Ask HN: Dilemma on raising the price of SAAS product later - hemantshinde123
We are a smart electricity meter company and planning to launch our SAAS platform.
One of the strategies for increasing early adoption would be to have a lower subscription price.
However, we are not sure if we could increase the price of subscription later? Although it is technically possible, is it practical? Or would it be better to have a higher price to begin with and reduce it later? 
I would be glad to learn from the experiences of HN members.
======
_448
> Or would it be better to have a higher price to begin with and reduce it
> later?

If you have to reduce price of a product without a new replacement product in
the market then that is a sign of trouble with business growth rather than a
strategy. It goes down hill from there. Only few companies have managed to do
this successfully and that too if they rely on commodity BoM whose prices go
down or if their service does not require frequent changes/upgrade once
developed.

One trick I learnt from a presentation few years ago was to set appropriate
price for a product such that you don't make a loss, but give(for a fixed
duration) a 100%(or whatever you decide) discount on that price for early
customers. That way the customers know what the actual price of that product
is and they are also aware that the discount is a fixed time offer. Now you
have three levers to play with: the actual product price, the discount and the
duration of the offer.

Another trick is to set the correct price for the product, but give some
freebies along with the product to get customers on board. The freebies are
one-time or for limited period.

------
karmakaze
The other way than charging old/new customers different prices for the same
product(s) is to change the product 'bands' if that's possible. Rearrange the
limits and features between bands to come up with a new set of offerings. This
way the old pricing and new pricing can't be compared 1:1. Hopefully you can
do this by offering better packages/bundles rather than shuffling only to
change the prices.

This is a strategy used by auto makers for ages, the same model goes slightly
upmarket so that even if you stick with the same model you pay more. Sometimes
it a model will fall in price to make room for a new entry in-between. The
other way thing that's done is renumbering models so that you're coerced into
choosing the one slightly upmarket.

------
hmahncke
Start with the price that you need to drive adoption and early usage.
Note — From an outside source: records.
PR #95433, opened 2026-08-26
fix(compression): retry a stalled summary on the fallback chain (#78981)

shauneccles:
Fixes the "compression not falling back after an aborted commit" leg of #78981.

## Problem

A stalled context-compression summary (connection open, no tokens) never raises, so the auxiliary client's fallback handling — which only runs from its exception path — is unreachable. The host's progress-aware timeout aborts the worker and degrades to "continue without compression", never attempting `auxiliary.compression.fallback_chain`.

## Fix

When `run_compress_context_with_progress_timeout` aborts a stalled worker, it now re-runs the summary once, pinned to the first `auxiliary.compression.fallback_chain` entry, before degrading:

- `resolve_compression_fallback_route()` resolves the first structurally complete chain entry into explicit `call_llm` route arguments (provider/model/base_url/api_key/api_mode/timeout, key via the existing `_fallback_entry_api_key`).
- The pin is a single-use `ContextVar` in `agent/context_compressor.py`, consumed by the summary call. Context is copied per pool worker, so it reaches the retry's call chain and cannot leak into the detached stalled worker or the compressor's own main-model retry.
- The retry runs on a fresh fence minted through a host factory (`_publish_new_fence`), so a `/stop` during the retry still serializes against the live commit boundary. It is skipped entirely if a hard interrupt is already pending.
- `on_timeout` (and its cooldown bookkeeping) fires only after the fallback attempt also fails, so it cannot suppress the retry it precedes.

`agent/auxiliary_client.py` is intentionally untouched — no overlap with #80122 / #81274, which fix the false-progress signal.

## Behaviour

- No `fallback_chain` configured → unchanged: abort and continue without compression.
- Fallback succeeds → compression recovered on the fallback route.
- Fallback also stalls or errors → degrade exactly as before, with a WARNING logged.

## Tests

`tests/agent/test_compression_stall_fallback_78981.py` — 11 tests, RED-verified before GREEN:

- stalled summary attempts the configured fallback chain
- fallback-that-also-stalls degrades after exactly one attempt
- route pin injection / single-use semantics
- no-chain and hard-interrupt-skip paths

Ran 5x consecutively (timing-sensitive file). Surrounding compression suites green (46 files, 449 tests). `ruff` clean.

## Scope / known limitations

- Only the first chain entry is pinned — one bounded extra attempt is the stall budget. If that entry *errors* (not stalls), the aux client's own chain walk takes over from there.
[...]

PR #98108, opened 2026-08-29
compression: skip a stalled primary summary route after fallback-recovered stalls (#95879)

### LINKED ISSUE #95879: compression: escalate a stalled primary summary route, not just raising failures
## Problem

PR #95433 retries a stalled context-compression summary once on the first `auxiliary.compression.fallback_chain` entry before degrading. That fixes the stall itself — a silent stall never raises, so the auxiliary client's own fallback handling couldn't see it — but it leaves one gap.

When the fallback recovers successfully, the stall path returns before `on_timeout`, so `record_timeout_failure` never runs. The per-session escalation ladder therefore never learns that the primary route stalled. A permanently half-dead summarizer — one that holds the connection open and emits nothing — is retried at full speed every compaction: each turn burns one full `context_timeout_seconds` idle window on the dead primary before the fallback saves it, forever.

## Why the obvious fix is wrong

Recording the stall in the existing ledger would disable *all* compression, not just the primary. `record_timeout_failure` → `_record_compression_failure_cooldown` sets `_summary_failure_cooldown_until`, which makes `_generate_summary` return `None` immediately and makes `compress()` refuse to run at all. A successful fallback recovery would then suppress compression entirely for the cooldown window — including the fallback route that just worked. That's strictly worse than the idle window it was meant to save, and it re-breaks the very ordering #95433 relies on (fallback runs before `on_timeout` precisely so the cooldown can't suppress the retry).

## Proposed fix

A separate, route-specific stall ledger rather than a change to the shared cooldown ladder:

- count consecutive primary-route stalls that were recovered by the fallback,
- after N such recoveries, skip the primary and make the first `fallback_chain` entry the first attempt for a cooldown window,
- re-probe the primary on some schedule (or on the next successful compression),
- reset the counter when a primary attempt actually produces tokens.

Per-session and persisted like the existing cooldown state, so a gateway restart doesn't reset it mid-escalation.

## Context

- PR: #95433 — "fix(compression): retry a stalled summary on the fallback chain"
- Parent bug: #78981 (silent provider stall)
- Config: `auxiliary.compression.fallback_chain`, `context_timeout_seconds`
- Code: `run_compress_context_with_progress_timeout` / `_retry_compression_on_fallback_chain` (agent/conversation_compression.py), `record_timeout_failure` / `_record_compression_failure_cooldown` (agent/context_compressor.py), `_on_timeout` (run_agent.py)

## Cost of not doing this

Bounded but real: one idle window (~120s default) of dead latency per compaction for any session whose primary summary route has gone half-dead. Compression still succeeds via the fallback, so nothing is dropped — only the latency is paid, every time.

Shotflame:
## Summary

Fixes #95879. A permanently half-dead primary summarizer (connection open, zero tokens) was retried at full speed every compaction: the fallback-RECOVERED path in `run_compress_context_with_progress_timeout` returns before `on_timeout` fires, so the shared cooldown ladder never learned the primary stalled, and every compaction burned a full idle window (default 120s) on the dead primary forever.

## Mechanism

- `on_primary_stall` callback fired only on the fallback-recovered path (before `on_timeout`), so the shared route-agnostic ladder stays untouched (recording a recovery there would suppress the healthy fallback and re-break #95433).
- Route-specific persisted ledger on `ContextCompressor` (`_primary_stall_streak`, `_primary_stall_skip_until`) via session model_config keys: no schema migration, restart-safe.
- At `compression.primary_stall_skip_threshold` (default 2) fallback-recovered stalls, a bounded skip-primary window (`compression.primary_stall_skip_seconds`, default 600s) arms; the host pre-pins `fallback_chain[0]` as the FIRST attempt instead of probing the half-dead primary.
- Window lapse re-probes the primary; a stall re-arms a fresh window (bounded cadence); an unpinned (real primary) summary success clears the ledger durably.
- Telemetry: `failure_class=primary_route_stall_recovered` + `primary_stall_streak` make the stall visible in the compression telemetry stream.

## Tests

15 new tests in `tests/agent/test_compression_primary_stall_escalation.py` (hook fires on recovered stall / never on healthy route, ledger increment to gate, pre-pin makes fallback the first attempt, pre-pinned fallback stall degrades once, telemetry, below-threshold no skip, window expiry re-probe + re-arm, unpinned success resets, pinned success keeps streak, persistence round-trip, session-rotation carry, durable reset). Full regression suite passes (one pre-existing timing flake in `test_compression_review_76354` fails identically on base).

Reviewed and APPROVED in kanban review (t_4d407de1): no blocking comments; 6 non-blocking notes recorded.

### DIFF
--- a/agent/context_compressor.py
+++ b/agent/context_compressor.py
@@ -106,6 +106,38 @@ _PINNED_ROUTE_FIELDS: tuple[str, ...] = (
     "timeout",
 )
 
+# #95879: persisted keys for the route-specific primary-stall ledger. The
+# ledger is deliberately SEPARATE from the shared summary-failure cooldown
+# ladder (record_timeout_failure / _summary_failure_cooldown_until): that
+# ladder is route-agnostic, so recording a fallback-recovered stall there
+# would suppress ALL compression — including the fallback that just worked —
+# and re-break the #95433 ordering (fallback runs before on_timeout precisely
+# so the cooldown can't suppress the retry). Values ride the session's
+# model_config JSON (same merge discipline as proactive-prune rearm), so no
+# schema migration is needed and a restart cannot disarm mid-escalation.
+_PRIMARY_STALL_STREAK_KEY = "primary_stall_streak"
+_PRIMARY_STALL_SKIP_UNTIL_KEY = "primary_stall_skip_until"
+_PRIMARY_STALL_DEFAULT_SKIP_THRESHOLD = 2
+_PRIMARY_STALL_DEFAULT_SKIP_SECONDS = 600.0
+
+
+def _compression_config_value(key: str, default: Any):
+    """Read one ``compression.*`` config value, falling back to ``default``.
+
+    Mirrors ``resolve_context_compression_timeouts``'s read of the same
+    section: fresh read per call (the events are rare), never raises.
+    """
+    try:
+        from hermes_cli.config import load_config
+
+        raw = load_config()
+        cfg = raw.get("compression", {}) if isinstance(raw, dict) else {}
+        if isinstance(cfg, dict) and key in cfg and cfg[key] is not None:
+            return cfg[key]
+    except Exception:
+        pass
+    return default
+
 
 @contextlib.contextmanager
 def pin_summary_route(route: Optional[Dict[str, Any]]):
@@ -2303,6 +2335,8 @@ class ContextCompressor(ContextEngine):
         self._structural_no_op_backoff_until = 0.0
         self._prellm_skip_count = 0
         self._fallback_compression_streak = 0
+        self._primary_stall_streak = 0
+        self._primary_stall_skip_until = 0.0
         self._verify_compaction_cleared_threshold = False
         self._last_compression_made_progress = False
         self._summary_failure_cooldown_until = 0.0  # transient errors must not block a fresh session
@@ -2607,6 +2641,8 @@ class ContextCompressor(ContextEngine):
         self._structural_no_op_backoff_until = 0.0
         self._prellm_skip_count = 0
         self._fallback_compression_streak = 0
+        self._primary_stall_streak = 0
+        self._primary_stall_skip_until = 0.0
         self._verify_compaction_cleared_threshold = False
         self._last_compression_made_progress = False
         self._summary_failure_cooldown_until = 0.0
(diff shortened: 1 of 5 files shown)


Enough1122:

**Overall:** Fixes permanent half-dead primary summarizer stall (#95879). A dedicated, persisted route-specific ledger counts fallback-recovered stalls and pre-pins fallback as first attempt after threshold, saving one full idle window (default 120s) per compaction forever. Carefully separates this from the shared cooldown ladder to preserve #95433 ordering.

**What it does**
- `agent/context_compressor.py` adds `_PRIMARY_STALL_STREAK_KEY` / `_PRIMARY_STALL_SKIP_UNTIL_KEY` (persisted via `model_config` JSON, same channel as proactive-prune rearm, no schema migration). New methods: `_load/_persist_primary_stall_state`, `record_primary_route_stall_recovered` (increments streak, arms `skip_until = now+600s` when `streak >= threshold(=2)` and window lapsed), `record_primary_route_success` (clears on unpinned success only — respects `_SUMMARY_ROUTE_CONSUMED` echo so a main-model retry after pinned fallback error does not clear), `_primary_stall_gate_tripped`/`should_skip_primary_route` (refreshes durable state before deciding, so sibling-process clear is honored).
- `agent/conversation_compression.py:run_compress_context_with_progress_timeout` adds `on_primary_stall` callback fired only on fallback-recovered path before return; `on_timeout` (shared ladder) deliberately NOT fired there. Also emits `primary_stall_streak` in telemetry when `failure_class=="primary_route_stall_recovered"`.
- `run_agent.py` pre-checks `should_skip_primary_route()` and `resolve_compression_fallback_route()`, pre-pins first fallback chain entry via `pin_summary_route` as the *first* attempt; sets `stall_fallback=False` for that attempt so it degrades once via shared ladder rather than looping on same route.
- `hermes_cli/config_defaults.py` adds `compression.primary_stall_skip_threshold` (2) and `primary_stall_skip_seconds` (600s).
- Session-rotation carry in `on_session_start` / `bind_session_state` preserves ledger across compression child rotation and restart (wall-clock epoch ↔ monotonic conversion).
- Exhaustive test file `tests/agent/test_compression_primary_stall_escalation.py` (15+ cases): hook firing, streak→gate, pre-pin, healthy-route unchanged, skip-window expiry reprobe, pinned vs unpinned success, persistence/restart, rebind-to-other-session isolation, rotation carry.

**Non-blocking notes**
- `_load_primary_stall_state` stores epoch in `model_config` but in-memory is monotonic (`skip_until = monotonic + (epoch - time.time())`). Correct conversion, but clock skew between wall and monotonic could shift window by skew delta — negligible for 600s window.
- `record_primary_route_success` guards with `_SUMMARY_ROUTE_CONSUMED.get()` — verify that context-var is set on the same task/thread as `_generate_summary`; otherwise a retry could incorrectly clear ledger. Tests cover pinned success keeps ledger.
- Config reads per stall/success are rare events — `_compression_config_value` fresh `load_config()` each time is fine.
- Consider logging `should_skip_primary_route` decision at DEBUG when gate is tripped but fallback chain is empty (pre_pin_route would be None, falls back to primary anyway).

Well-isolated performance/hang fix with strong persistence semantics.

Later
raise the price as necessary as you understand the business and the value
proposition, but only for new customers. Keep all the original subscribers
around on a "founding member" plan at the original price.

------
AnonC
Raising prices always results in some amount of pain and frustration for some
set of users. You could just start with calling your low price as an
introductory offer that will be available for a limited period. You could also
give extended credits to paying users who refer others who become paying
users. Have the introductory price locked in for life for those who get in
early.

Bonus points if you can quantify what the limited period would be, instead of
leaving it vague. This is how most of the good sellers do (be it a SaaS or
some other content or service).

------
keiferski
You can raise prices for new customers at any time. Just keep the price the
same for all old customers.

------
codegeek
Grandfather existing customers and raise price for new customers. do it often,
as needed. Another strategy is to introduce "new plans" at higher cost.

------
seanwilson
Can you not start lower then raise it later where people on the lower price
keep the same price? Not sure what the issue is that way around.